À ce titre, je souhaite remercier le Président de la Chambre d’agriculture, José Maurice, qui a su, avec les services de l’État et la volonté de chacun d’entre vous, mener à terme la finalisation des statuts de l’interprofession des fruits et légumes de la Martinique, baptisée AMIFEL.
C’est une étape déterminante, car aucune économie agricole ne résistera à l’addition d’intérêts individuels isolés. L’époque impose la cohérence et l’unicité dans les demandes, l’union dans l’action et la capacité à se faire entendre en ne parlant que d’une seule voix.
Nous entrons dans une année charnière avec l’application des accords du Mercosur. Même suspendus par la décision du Parlement européen de saisir la Cour européenne de justice, tôt ou tard ces accords nous frapperont en première ligne compte tenu de notre géographie.
Nous avons également à l’horizon 2027 la refonte de la PAC, qui redistribuera – espérons-le – les cartes du POSEI.
Ces échéances sont immédiates et l’interprofession arrive à point nommé.
Les statuts sont faits. L’interprofession est désormais construite et représentative. Mais il nous faut maintenant la structurer, la rendre crédible et audible.
Je formule donc le vœu que 2026 maintienne cette connexion que nous avons su trouver dans la finalisation de ces statuts, et qui se traduit ce soir par la présence des Présidentes et Présidents des organisations de producteurs.

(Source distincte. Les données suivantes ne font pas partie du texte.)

PR #2022, opened 2022-01-17
fix: Ignore dir in documentation

margaree:
Previously in the Daylight site `_dir` wasn't exposed because we filter out properties that start with underscores. The recent change to make `dir` public added this property to the properties tables for components that use `RtlMixin`.

This change just adds a description and values to `dir`, which does end up providing an easy to way to test RTL functionality in components that have it.

### DIFF
--- a/mixins/rtl-mixin.js
+++ b/mixins/rtl-mixin.js
@@ -4,6 +4,10 @@ export const RtlMixin = dedupeMixin(superclass => class extends superclass {
 
 	static get properties() {
 		return {
+			/**
+			 * The directionality of the text of the document
+			 * @type {'ltr'|'rtl'}
+			 */
 			dir: { type: String, reflect: true }
 		};
 	}
--- a/mixins/rtl-mixin.js
+++ b/mixins/rtl-mixin.js
@@ -5,8 +5,7 @@ export const RtlMixin = dedupeMixin(superclass => class extends superclass {
 	static get properties() {
 		return {
 			/**
-			 * The directionality of the text of the document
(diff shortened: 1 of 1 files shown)


mixins/rtl-mixin.js
```diff
@@ -4,6 +4,10 @@ export const RtlMixin = dedupeMixin(superclass => class extends superclass {
 
 	static get properties() {
 		return {
+			/**
+			 * The directionality of the text of the document
+			 * @type {'ltr'|'rtl'}
```
annabelsegalld2l, line 9: Dir will actually not be set if the direction is not RTL, so I think the only valid option is 'rtl' or 'undefined'.

margaree: Ah makes sense. Thoughts on if we should include that undefined would correspond to an ltr display then?

dbatiste: I think it would default to the document `dir`.  In practice, consumers should never be setting this explicitly except in test cases.  We would never want someone to set this to a value (overriding the document `dir`) without realizing the effect.  I'd _almost_ ignore this, or add to the comment as such.

annabelsegalld2l (approved):
Thanks for catching this Margaree!

dbatiste (approved):

mixins/rtl-mixin.js
dlockhart: I like where this ended up. Agreed that it should be ignored as Annabel said it's just a normal HTML property and our behaviour is basically the same as a native DOM node -- native nodes will have a value of empty string vs. ours will be undefined.

PR #2024, opened 2022-01-19
drop mention of ShadyCSS from README

omsmith:
Polyfill was removed in c3e26149b0dc4c974dcc1643aae7db56bea125c6


dlockhart (approved):
Good find, thanks Owen!

PR #2029, opened 2022-01-21
Adding options to d2l list

MitchelPaulin:
This PR adds a couple options to d2l-list in order to allow it to be usable in rubrics. Two options were added

- `padding=`: the slim padding still had some padding between list items, needed an option with no padding, replaced with a padding enum, should deprecate slim in favor of padding=slim going forward 
- `drag-target-handle-only`: the drag target for a list item was the entire cell, this did not work with rubrics because it made you unable to interact with the cells of the rubric, added an option to make the drag target the drag handle only 

All existing uses of d2l-lists should work exactly the same


components/list/list-item-mixin.js
```diff
@@ -55,9 +55,21 @@ export const ListItemMixin = superclass => class extends LocalizeCoreElement(Lis
...
+			 * TODO: Remove in favor of padding="slim"
 			 * @type {boolean}
 			 */
 			slim: { type: Boolean },
+			/**
+			 * How much padding to render list items with
+			 * One of 'normal'|'slim'|'none', defaults to 'normal'
+			 * @type {string}
+			 */
+			padding: { type: String },
```
dbatiste, line 67: Let's call this property `paddingType` / attribute `padding-type` to distinguish it more from the CSS padding property.

dbatiste (commented):
I think we should make the same sort of change to `d2l-list-header` even if the padding doesn't need to change, at least to keep the API aligned.

I think we should update the existing visual-diff tests to use this new property, and also, include a new visual-diff test for the `padding-type="none"` case.

components/list/list-item-mixin.js
```diff
@@ -55,9 +55,21 @@ export const ListItemMixin = superclass => class extends LocalizeCoreElement(Lis
...
+			 * TODO: Remove in favor of padding-type="slim"
 			 * @type {boolean}
 			 */
 			slim: { type: Boolean },
+			/**
+			 * How much padding to render list items with
+			 * One of 'normal'|'slim'|'none', defaults to 'normal'
+			 * @type {string}
+			 */
+			paddingType: { type: String, attribute: 'padding-type' },
```
dbatiste, line 67: Nit: we try to keep the public and private properties sorted alpha (separately), for both here and when they are assigned in the constructor.

components/list/README.md
```diff
@@ -363,7 +364,7 @@ The `d2l-list-item` provides the appropriate `listitem` semantics for children w
 | `selectable` | Boolean | Indicates an input should be rendered for selecting the item |
 | `selected` | Boolean | Whether the item is selected |
 | `skeleton` | Boolean | Renders the input as a skeleton loader |
-| `slim` | Boolean | Whether to render the list-item with reduced whitespace|
+| `padding-type` | String | List item whitespace (`normal` (default), `slim`, `none`)|
```
dbatiste, line 367: Nit: Same thing here... this should be moved up in the order.

dbatiste (approved):
Looks good.  Just a couple of small nit tweaks to be made.

PR #2030, opened 2022-01-21
DE46715 added ariaDescribeContent property for a11y

emsandrews:
Original Rally Story: 
[DE46715](https://rally1.rallydev.com/#/?detail=/defect/622118312995&fdp=true): [A11y] Update all FACE help dialogs focus to be on the close (x) button instead of the okay button
 
In FACE quiz accessibility reviews it was pointed out that when the user opens the help dialog with the screen reader, the focus goes directly to the footer making it difficult for non-sighted users to access the dialog content. 

The original suggestion was to have the focus land on the close button at the top so users could navigate to the content text more easily, but based on my conversation with Dave B this would require larger changes to the dialog component. 

This is an alternative solution where there is an optional property added to the dialog that allows the content to be read out automatically on opening the dialog by using the aria-describedby property in the dialog-mixin. 

If aria-describe-content="true" the dialog content will be read when the dialog is opened.

### DIFF
--- a/components/dialog/README.md
+++ b/components/dialog/README.md
@@ -83,6 +83,12 @@ The `d2l-dialog` element is a generic dialog that provides a slot for arbitrary 
 - `d2l-dialog-close`: dispatched with the action value when the dialog is closed for any reason
 <!-- docs: end hidden content -->
 
+### Accessibility Properties
+
+| Attribute | Description |
+|--|--|
+| `describe-content` | When set to 'true' reads the dialog content on open. |
+
 ### Methods
 
 - `resize`: resizes the dialog based on specified `width` and measured content height
--- a/components/dialog/README.md
+++ b/components/dialog/README.md
@@ -87,7 +87,7 @@ The `d2l-dialog` element is a generic dialog that provides a slot for arbitrary 
 
 | Attribute | Description |
 |--|--|
-| `describe-content` | When set to 'true' reads the dialog content on open. |
+| `describe-content` | When set, screen readers will announce the contents when opened. |
 
 ### Methods
 
--- a/components/dialog/dialog.js
+++ b/components/dialog/dialog.js
@@ -24,13 +24,14 @@ class Dialog extends LocalizeCoreElement(AsyncContainerMixin(DialogMixin(LitElem
 	static get properties() {
 		return {
 			/**
-			 * Whether to read the contents of the dialog on open
-			 */
-			describeContent: { type: Boolean, attribute: 'describe-content' },
-			/**
 			 * Whether to render a loading-spinner and wait for state changes via AsyncContainerMixin
 			 */
 			async: { type: Boolean },
+
+			/**
+			 * Whether to read the contents of the dialog on open
+			 */
+			describeContent: { type: Boolean, attribute: 'describe-content' },
 
 			/**
 			 * The preferred width (unit-less) for the dialog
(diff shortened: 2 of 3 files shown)


components/dialog/dialog.js
```diff
@@ -151,9 +156,11 @@ class Dialog extends LocalizeCoreElement(AsyncContainerMixin(DialogMixin(LitElem
 			'd2l-footer-no-content': !this._hasFooterContent
 		};
 
+		if (!this._textId) this._textId = getUniqueId();
+
 		const content = html`
 			${loading}
-			<div style=${styleMap(slotStyles)}><slot></slot></div>
+			<div id="${this._textId}" aria-describe-content="${this.ariaDescribeContent}" style=${styleMap(slotStyles)}><slot></slot></div>
```
mdulat, line 163: I don't think you need the `aria-describe-content="${this.ariaDescribeContent}"` here.

emsandrews: you are right! I will take that out :)

margaree (commented):
Overall I think this strategy makes sense and seems inline with example 3 in the w3 examples here https://www.w3.org/TR/wai-aria-practices/examples/dialog-modal/dialog.html

components/dialog/dialog.js
```diff
@@ -22,6 +22,10 @@ class Dialog extends LocalizeCoreElement(AsyncContainerMixin(DialogMixin(LitElem
 
 	static get properties() {
 		return {
+			/**
+			 * Whether to read the contents of the dialog on open
+			 */
+			ariaDescribeContent: { type: Boolean, attribute: 'aria-describe-content' },
```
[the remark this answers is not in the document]
dlockhart: Agreed with everything Margaree mentioned here -- I like calling this `describe-content`.

Also it might be good to have some kind of guidance in the documentation for when and when not this should be used... like should we be defaulting it to `true` for all our prompt-style dialogs? And if so, maybe this doesn't need to be a customizable thing at all but just something that's built into the `<d2l-dialog-confirm>`?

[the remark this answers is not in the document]
mdulat: This is already built in to `d2l-dialog-confirm` but we need it in `d2l-dialog` as well. Not sure if it would make sense to build it in there as well unconditionally?

components/dialog/README.md
```diff
@@ -83,6 +83,12 @@ The `d2l-dialog` element is a generic dialog that provides a slot for arbitrary
 - `d2l-dialog-close`: dispatched with the action value when the dialog is closed for any reason
 <!-- docs: end hidden content -->
 
+### Accessibility Properties
+
+| Attribute | Description |
+|--|--|
+| `describe-content` | When set to 'true' reads the dialog content on open. |
```
dbatiste, line 90: I might just rephrase this so consumers don't attempt to assign "true".  Maybe `When set, screen readers will announce the contents when opened. Useful when the the dialog contains no other focusable elements.`

components/dialog/dialog.js
```diff
@@ -22,6 +23,10 @@ class Dialog extends LocalizeCoreElement(AsyncContainerMixin(DialogMixin(LitElem
 
 	static get properties() {
 		return {
+			/**
+			 * Whether to read the contents of the dialog on open
+			 */
+			describeContent: { type: Boolean, attribute: 'describe-content' },
```
dbatiste, line 29: Nit: let's move this below `async` to keep the public properties sorta alpha.

components/dialog/dialog.js
```diff
@@ -103,6 +108,7 @@ class Dialog extends LocalizeCoreElement(AsyncContainerMixin(DialogMixin(LitElem
 		this.width = 600;
 		this._handleResize = this._handleResize.bind(this);
 		this._handleResize();
+		this.describeContent = false;
```
dbatiste, line 111: Nit: same thing here... let's move this up below `async` so that the property assignments are sorta alpha.

dbatiste (commented):
Looks good... just a couple of super minor tweaks.

dbatiste (approved):
Looks great!

PR #4788, opened 2024-06-28
Initial popover

dbatiste:
[GAUD-6457](https://desire2learn.atlassian.net/browse/GAUD-6457)

This PR introduces the initial, low level `PopoverMixin` that will eventually be used by (but not limited to) dropdown and tooltip rendering. This is a work in progress... currently it:

* simply detects whether the native popover API is supported and uses it if possible
* exposes an `opened` property that controls whether the element is showing or not (named this based on existing dropdown and dialog `opened`, and aligns with terminology in the native `:popover-open` pseudo-class 
* sets up custom CSS variables that will be used by tooltips and dropdowns, since they have different style requirements

Future PRs will introduce focus management, light-dismiss/soft-close behaviour, dismiss (escape key) behaviour, sizing & positioning, pointer rendering, etc. Internal layout will be handled by the consumer (dropdown & tooltip).

The `top-layer`:
image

Madame Ravier, Présidente de l’Organisation de Producteurs SICA 2M.
Monsieur Pastel, Président de la FOPAM et de l’Organisation des producteurs AVJT.
Monsieur Bélassay, Président des Melonniers, et son Directeur général Monsieur Présent.
Monsieur Plissonneau, Président de l’Organisation de producteurs MHM, et son administrateur Cyrille Necker.
Sans oublier notre hôte, Juvénal Rémir, Président de la CHM.
Synergie et technicité sont depuis trente ans le fer de lance du groupe DATEX, associé à la coopérative CHM dans MAIA.
Nous avons su construire ensemble, avec notre personnel et les représentations syndicales, un socle solide de cohésion sociale, jamais ébranlé en trente ans.
Je remercie chacun pour votre engagement, votre professionnalisme et votre présence à nos côtés.
Nous sommes ici ce soir dans le lieu qui sera demain le Marché d’Intérêt Territorial.
Je formule le vœu que ce programme territorial réponde aux préoccupations des agriculteurs, notamment par l’installation de serres productrices de plants permettant le principe d’avance sur culture afin de soulager les besoins de trésorerie pendant le cycle de production et permettre de cultiver l’intégralité des surfaces agricoles.
Là encore, c’est ensemble que nous tirerons le meilleur parti de cet outil structurant.
Je veux conclure par une conviction personnelle.
Je suis insulaire, génétiquement insulaire, et je ressens pleinement combien l’océan qui nous sépare de la France déforme nos voix, étouffe nos cris et rend peu visibles nos réalités.
Dans ce contexte insulaire, la relocalisation du pouvoir de décision au niveau local est, selon moi, une nécessité absolue. Le statu quo ne ferait que maintenir les inégalités, et tout particulièrement les inégalités agricoles, et conduirait à des tensions graves.
Aussi, je formule le vœu que la Martinique renforce son pouvoir de décision local et que l’année 2026 marque l’année du changement, de la responsabilité collective et de la prospérité économique.